Watchdog

Watchdog Public Research

Read-only accountability reports, evidence pages, and thematic indexes prepared for external review and sharing.

Trust and context

Use the About and Methodology pages to understand what is public here, how to read it, and where the current version stops.

Data model overview

Public pages are organized around entities, events, sources, and themes.

Plain-language guide

Think of reports as the overview, and events and sources as the supporting record.

Reports summarize accountability context around agencies, offices, and people. Events represent specific public records. Sources support those events. Tags group related events around a theme.

Suggested reading order

Start with a report page when possible, then move into linked events and sources if you need to verify how the public summary is grounded in the currently visible evidence trail.

What the main public views mean

Each public surface emphasizes a different level of interpretation.

Timelines
Timelines show linked events in date order, filtered to the current report scope. They are best read as a chronological slice of the currently visible record set.

A timeline is not a separate hidden archive. It is a scoped view of the public records attached to the current page.

Compare sections
Compare sections group changes across a selected date window. They are designed to highlight added, removed, leadership, and oversight-related changes where the underlying report supports comparison.

Compare output is interpretive and scoped. It should not be read as a complete audit log of every possible change outside the current public report model.

Linked events
Linked events are the public event records associated with a report, source, or tag. They provide the next layer of detail under the broader summary.

When a report or tag links to an event, that event is the next place to inspect date, summary, related entities, and visible source support.

Linked sources
Linked sources are the evidence records tied to an event. Public source pages show metadata and the events that cite or depend on that source.

Source pages explain how the source appears on the public surface. They do not automatically represent every document that may exist outside the visible public record.

Tags
Tags are thematic groupings. They help readers follow a topic, issue area, or recurring pattern across multiple events.

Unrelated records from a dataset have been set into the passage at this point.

PR #1086, opened 2021-03-16
Add benchmark for internal/timeutil/time.go

hlts2:

### Description:

I added a benchmark for `timeutil/time.go` with table-driven.

```
goos: linux
goarch: amd64
pkg: github.com/vdaas/vald/internal/timeutil
cpu: Intel(R) Core(TM) i7-6920HQ CPU @ 2.90GHz
BenchmarkParse/t_1ns-7        	123051638	         9.610 ns/op	       0 B/op	       0 allocs/op
BenchmarkParse/t_1µs-7        	100000000	        10.14 ns/op	       0 B/op	       0 allocs/op
BenchmarkParse/t_1ms-7        	94272541	        12.00 ns/op	       0 B/op	       0 allocs/op
BenchmarkParse/t_1s-7         	100000000	        10.12 ns/op	       0 B/op	       0 allocs/op
BenchmarkParse/t_1m-7         	100000000	        11.35 ns/op	       0 B/op	       0 allocs/op
BenchmarkParse/t_1h-7         	95456136	        12.64 ns/op	       0 B/op	       0 allocs/op
BenchmarkParseWithDefault/t_1ns_and_d_50_millisecond-7         	144522436	         8.491 ns/op	       0 B/op	       0 allocs/op
BenchmarkParseWithDefault/t_1µs_and_d_50_millisecond-7         	143124103	         8.882 ns/op	       0 B/op	       0 allocs/op
BenchmarkParseWithDefault/t_1ms_and_d_50_millisecond-7         	100000000	        10.55 ns/op	       0 B/op	       0 allocs/op
BenchmarkParseWithDefault/t_1s_and_d_50_millisecond-7          	137396325	         9.680 ns/op	       0 B/op	       0 allocs/op
BenchmarkParseWithDefault/t_1m_and_d_50_millisecond-7          	117594116	         9.829 ns/op	       0 B/op	       0 allocs/op
BenchmarkParseWithDefault/t_1h_and_d_50_millisecond-7          	99942590	        10.91 ns/op	       0 B/op	       0 allocs/op
BenchmarkParseWithDefault/t_1days_and_d_50_millisecond-7       	 3074391	       392.0 ns/op	     336 B/op	       9 allocs/op
BenchmarkParseWithDefault/t_1month_and_d_50_millisecond-7      	 2906296	       410.0 ns/op	     368 B/op	       9 allocs/op
BenchmarkParseWithDefault/t_10month_and_d_50_millisecond-7     	 2822518	       442.3 ns/op	     368 B/op	       9 allocs/op
BenchmarkParseWithDefault/t_100month_and_d_50_millisecond-7    	 2812122	       427.2 ns/op	     384 B/op	       9 allocs/op
BenchmarkParseWithDefault/t_1000month_and_d_50_millisecond-7   	 2759754	       426.8 ns/op	     384 B/op	       9 allocs/op
BenchmarkParseWithDefault/t_10000month_and_d_50_millisecond-7  	 2839292	       460.2 ns/op	     384 B/op	       9 allocs/op
PASS
ok  	github.com/vdaas/vald/internal/timeutil	29.154s
```

### Environment:

- Go Version: 1.16
- Docker Version: 19.03.8
- Kubernetes Version: 1.18.2
- NGT Version: 1.12.3

### Types of changes:

- [ ] Bug fix [type/bug]
- [ ] Add tests [type/test]
- [ ] Update CI [type/ci]

### Changes to Core Features:

### Checklist:

### DIFF
--- a/internal/timeutil/time_bench_test.go
+++ b/internal/timeutil/time_bench_test.go
@@ -1,0 +1,172 @@
+package timeutil
+
+import (
+	"reflect"
+	"testing"
+	"time"
+)
+
+func BenchmarkParse(b *testing.B) {
+	type args struct {
+		t string
+	}
+	type want struct {
+		want time.Duration
+		err  error
+	}
+	type test struct {
+		name string
+		args args
+		want want
+	}
+
+	tests := []test{
+		{
+			name: "when t is 10ms",
+			args: args{
+				t: "10ms",
+			},
+			want: want{
+				want: 10 * time.Millisecond,
+				err:  nil,
+			},
+		},
+		{
+			name: "when t is 100ms",
+			args: args{
+				t: "100ms",
+			},
+			want: want{
+				want: 100 * time.Millisecond,
+				err:  nil,
+			},
+		},
+		{
+			name: "when t is 1s",
+			args: args{
+				t: "1s",
+			},
+			want: want{
+				want: time.Second,
+				err:  nil,
+			},
+		},
+		{
+			name: "when t is 10s",
+			args: args{
+				t: "10s",
+			},
+			want: want{
+				want: 10 * time.Second,
+				err:  nil,
+			},
+		},
+		{
+			name: "when t is 100s",
+			args: args{
+				t: "100s",
+			},
+			want: want{
+				want: 100 * time.Second,
+				err:  nil,
+			},
+		},
+	}
+
+	for _, test := range tests {
+		b.Run(test.name, func(b *testing.B) {
+			b.RunParallel(func(pb *testing.PB) {
+				for pb.Next() {
+					got, err := Parse(test.args.t)
+					if err != nil {
+						b.Error(err)
+					}
+					if !reflect.DeepEqual(test.want.want, got) {
+						b.Errorf("want: %v, but got: %v", test.want.want, got)
+					}
+				}
+			})
+		})
+	}
+}
+
+func BenchmarkParseWithDefault(b *testing.B) {
+	type args struct {
+		t string
+		d time.Duration
+	}
+	type want struct {
+		want time.Duration
+	}
+	type test struct {
+		name string
+		args args
+		want want
+	}
+
+	tests := []test{
+		{
+			name: "when t is 10second",
+			args: args{
+				t: "10second",
+				d: 50 * time.Millisecond,
+			},
+			want: want{
+				want: 50 * time.Millisecond,
+			},
+		},
+		{
+			name: "when t is 100second",
+			args: args{
+				t: "100second",
+				d: 50 * time.Millisecond,
+			},
+			want: want{
+				want: 50 * time.Millisecond,
+			},
+		},
+		{
+			name: "when t is 1000second",
+			args: args{
+				t: "1000second",
+				d: 50 * time.Millisecond,
+			},
+			want: want{
+				want: 50 * time.Millisecond,
+			},
+		},
+		{
+			name: "when t is 10000second",
+			args: args{
+				t: "1000second",
+				d: 50 * time.Millisecond,
+			},
+			want: want{
+				want: 50 * time.Millisecond,
+			},
+		},
+		{
+			name: "when t is 100000second",
+			args: args{
+				t: "10000second",
+				d: 50 * time.Millisecond,
+			},
+			want: want{
+				want: 50 * time.Millisecond,
+			},
+		},
+	}
+
+	for _, test := range tests {
+		b.Run(test.name, func(b *testing.B) {
+			b.RunParallel(func(pb *testing.PB) {
+				for pb.Next() {
+					got := ParseWithDefault(test.args.t, test.args.d)
+					if !reflect.DeepEqual(test.want.want, got) {
+						b.Errorf("want: %v, but got: %v", test.want.want, got)
+					}
+				}
+			})
+		})
+	}
+}
--- a/internal/timeutil/time_bench_test.go
+++ b/internal/timeutil/time_bench_test.go
@@ -1,7 +1,6 @@
 package timeutil
 
 import (
-	"reflect"
 	"testing"
 	"time"
 )
@@ -10,14 +9,9 @@ func BenchmarkParse(b *testing.B) {
 	type args struct {
 		t string
 	}
-	type want struct {
-		want time.Duration
-		err  error
-	}
 	type test struct {
 		name string
 		args args
-		want want
 	}
 
 	tests := []test{
@@ -26,19 +20,11 @@ func BenchmarkParse(b *testing.B) {
 			args: args{
 				t: "10ms",
 			},
-			want: want{
-				want: 10 * time.Millisecond,
-				err:  nil,
-			},
 		},
 		{
 			name: "when t is 100ms",
 			args: args{
 				t: "100ms",
-			},
-			want: want{
-				want: 100 * time.Millisecond,
-				err:  nil,
 			},
 		},
 		{
@@ -46,29 +32,17 @@ func BenchmarkParse(b *testing.B) {
 			args: args{
 				t: "1s",
 			},
-			want: want{
-				want: time.Second,
-				err:  nil,
-			},
 		},
 		{
 			name: "when t is 10s",
 			args: args{
 				t: "10s",
 			},
-			want: want{
-				want: 10 * time.Second,
-				err:  nil,
-			},
 		},
 		{
 			name: "when t is 100s",
 			args: args{
 				t: "100s",
-			},
-			want: want{
-				want: 100 * time.Second,
-				err:  nil,
 			},
 		},
 	}
@@ -80,9 +54,10 @@ func BenchmarkParse(b *testing.B) {
 					got, err := Parse(test.args.t)
 					if err != nil {
 						b.Error(err)
+						return
 					}
-					if !reflect.DeepEqual(test.want.want, got) {
-						b.Errorf("want: %v, but got: %v", test.want.want, got)
+					if got == 0 {
+						b.Error("got is 0")
 					}
 				}
 			})
@@ -95,13 +70,9 @@ func BenchmarkParseWithDefault(b *testing.B) {
 		t string
 		d time.Duration
 	}
-	type want struct {
-		want time.Duration
-	}
 	type test struct {
 		name string
 		args args
-		want want
 	}
 
 	tests := []test{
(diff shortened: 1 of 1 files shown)


vankichi:
we discussed do not implement bench code like table-driven tests before.
your implement seems like as table-driven tests.
could you fix the right coding that we discussed?

vankichi:
@hlts2 cc: @kevindiu 
> **I wanted to take a bench mark with multiple parameters.
When I was creating a top-level bench function for each parameter, the number of benchmark function increased.**

I know what you'd like to do.
And this problem is obvious when we decided we do not implement like table-drive tests.
Table-driven bench code cannot cover all patterns
Also, it will be complex when we use both table-driven test style and another style for bench code.
I think it is not good for the maintenance, and more the bench code will be depended on the contributor.
It is the reason I don't suppose this way and we should implement the most simple style.

After reading this, what do you think?
And if you'd like to implement like as table-driven test, please explain more about the merit and how we handle the bench coding which we cannot use table-driven style.

hlts2:
@vankichi 
> we discussed do not implement bench code like table-driven tests before.
your implement seems like as table-driven tests.
could you fix the right coding that we discussed?

sorry. I will fix.
But Is table-driven really suitable in this case?
For example, If we want to benchmark 10 functions, and when they have one parameter, do we create as many top-level benchmark functions as there are parameters?
If you want each parameter to change 3 values, you need to write a total of 30 top-level benchmark functions like this. Is this correct

```
// implementation code
func A(s string) {}
func B(s string) {}
func C(s string) {}

// if we want to create benchmark for above function, we will create the following function ....
// benchmark code
func BencharkA_s_is_hoge() {}
func BencharkA_s_is_foo() {}
func BencharkA_s_is_bar() {}

func BencharkB_s_is_hoge() {}
func BencharkB_s_is_foo() {}
func BencharkB_s_is_bar() {}

...

```

vankichi:
@hlts2 @kevindiu 
Actually, it is suitable in this case.
But, at once. could you read this comment carefully and think more deeply?
https://github.com/vdaas/vald/pull/1086#issuecomment-800752871

> For example, If we want to benchmark 10 functions, and when they have one parameter, do we create as many top-level benchmark functions as there are parameters?
If you want each parameter to change 3 values, you need to write a total of 30 top-level benchmark functions like this. Is this correct?

I think it seems to the edge case.
I cannot say this situation will not occur, but before creating a bench code, we have to care about the purpose of the benchmark whether we should test the all of patterns that you mentioned.
If we should, I think we should create as code that you showed us.

internal/timeutil/time_bench_test.go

Tags are organizational aids, not verdicts. They indicate thematic linkage within the published public surface.

How to read a public report page

Public reports are summary pages. Each section is there to answer a different kind of question.

Summary sections

Use the summary at the top of a report to understand the scope of the page before interpreting any individual event or source.

A report page is intended to orient the reader. It is not just a raw list of records.

Timelines

Use the timeline to see the order of linked public events within the current report scope.

Timeline filters narrow what is already visible on that public report surface by date or event-type context.

Compare sections

Use compare views to understand grouped changes across a selected date window where the report supports comparison.

These sections highlight differences inside the report model. They are not exhaustive historical ledgers.

Connected records

Use linked offices, agencies, people, events, sources, and tags to move outward from the summary without losing public context.

The public surface is designed to support movement between connected pages, not a single page read in isolation.

How sources and evidence are presented

The public evidence trail is designed to help readers move from a summary to the supporting records.

Event pages

Event pages describe the public accountability record itself: what happened, when it happened, and which public entities or tags are connected to it.

If you need the main narrative unit behind a report, an event page is usually the right place to look.

Source pages

Source pages describe the supporting record and show where that source is linked into visible public events.

Metadata can include citation notes, source rank, and primary or official flags where those fields exist on the public record.

Limitations and caveats

Readers should understand the current boundaries of the public surface.

Watchdog’s public site is a read-only view of records that have already been prepared and published for external readers.

Reports, events, sources, and tags are meant to be read together: reports summarize, events describe specific records, and sources show the visible support behind those records.

Internal workflow controls, unpublished review context, and operator activity are intentionally excluded.

Scope and completeness

A public page shows the records and links currently available on that page. It should not be treated as a complete history of every possible record outside the published view.

Interpret compare carefully

Compare sections summarize change across a selected window. They help readers interpret what shifted inside the report model, but they do not replace a full underlying audit history.

Share views and exports in this version

Share links and JSON or CSV exports on public pages are generated from the currently loaded public data in this version. They preserve the visible page state; they are not separate backend export jobs.